[TASK STATEMENT] For this exercise, copy each line of the records that contains the word "UncleRus".

Saved entries:
..............................
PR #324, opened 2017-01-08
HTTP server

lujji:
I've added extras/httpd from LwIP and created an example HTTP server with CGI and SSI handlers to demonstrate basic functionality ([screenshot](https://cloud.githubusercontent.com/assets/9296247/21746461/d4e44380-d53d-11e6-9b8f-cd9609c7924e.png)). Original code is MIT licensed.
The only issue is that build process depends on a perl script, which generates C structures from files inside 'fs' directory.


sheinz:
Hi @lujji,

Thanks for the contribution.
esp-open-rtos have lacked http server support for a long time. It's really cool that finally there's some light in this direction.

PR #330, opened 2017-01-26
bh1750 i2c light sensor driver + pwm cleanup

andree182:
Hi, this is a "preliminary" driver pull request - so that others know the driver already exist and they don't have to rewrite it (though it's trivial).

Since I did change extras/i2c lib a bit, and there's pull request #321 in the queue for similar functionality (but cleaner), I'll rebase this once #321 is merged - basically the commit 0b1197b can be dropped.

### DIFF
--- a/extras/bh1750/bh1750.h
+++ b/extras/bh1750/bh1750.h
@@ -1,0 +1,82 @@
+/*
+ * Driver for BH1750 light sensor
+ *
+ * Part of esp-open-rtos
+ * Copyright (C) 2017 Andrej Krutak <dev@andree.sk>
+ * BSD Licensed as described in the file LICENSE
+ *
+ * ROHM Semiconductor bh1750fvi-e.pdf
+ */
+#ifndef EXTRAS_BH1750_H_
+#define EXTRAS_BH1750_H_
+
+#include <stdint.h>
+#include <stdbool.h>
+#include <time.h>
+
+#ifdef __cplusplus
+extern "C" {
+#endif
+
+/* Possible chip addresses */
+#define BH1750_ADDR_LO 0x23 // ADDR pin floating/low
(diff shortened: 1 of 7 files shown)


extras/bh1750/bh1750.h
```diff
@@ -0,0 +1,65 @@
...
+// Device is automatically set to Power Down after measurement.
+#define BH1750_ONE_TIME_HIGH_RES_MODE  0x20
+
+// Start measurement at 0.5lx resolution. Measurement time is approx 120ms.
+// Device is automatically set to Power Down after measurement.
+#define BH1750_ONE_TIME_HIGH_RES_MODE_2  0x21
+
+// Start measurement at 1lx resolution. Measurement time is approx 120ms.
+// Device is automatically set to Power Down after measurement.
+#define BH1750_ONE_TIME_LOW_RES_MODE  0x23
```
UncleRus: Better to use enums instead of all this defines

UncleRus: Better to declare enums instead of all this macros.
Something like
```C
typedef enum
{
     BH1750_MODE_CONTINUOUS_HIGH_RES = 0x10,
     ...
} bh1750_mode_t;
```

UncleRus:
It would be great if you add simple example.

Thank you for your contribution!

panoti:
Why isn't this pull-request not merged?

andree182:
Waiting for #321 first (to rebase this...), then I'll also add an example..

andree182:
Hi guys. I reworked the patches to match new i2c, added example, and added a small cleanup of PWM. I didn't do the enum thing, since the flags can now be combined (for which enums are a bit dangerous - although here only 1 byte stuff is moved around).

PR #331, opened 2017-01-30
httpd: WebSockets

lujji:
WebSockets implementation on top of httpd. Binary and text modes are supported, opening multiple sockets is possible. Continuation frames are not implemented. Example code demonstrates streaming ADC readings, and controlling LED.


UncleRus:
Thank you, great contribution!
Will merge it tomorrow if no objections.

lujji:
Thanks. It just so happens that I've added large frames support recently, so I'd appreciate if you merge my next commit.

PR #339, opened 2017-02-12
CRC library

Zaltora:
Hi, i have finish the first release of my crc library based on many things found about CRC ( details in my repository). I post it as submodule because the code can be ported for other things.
..............................
[OUTPUT FOR THIS EXERCISE]
UncleRus: Better to use enums instead of all this defines
UncleRus: Better to declare enums instead of all this macros.
UncleRus:
UncleRus:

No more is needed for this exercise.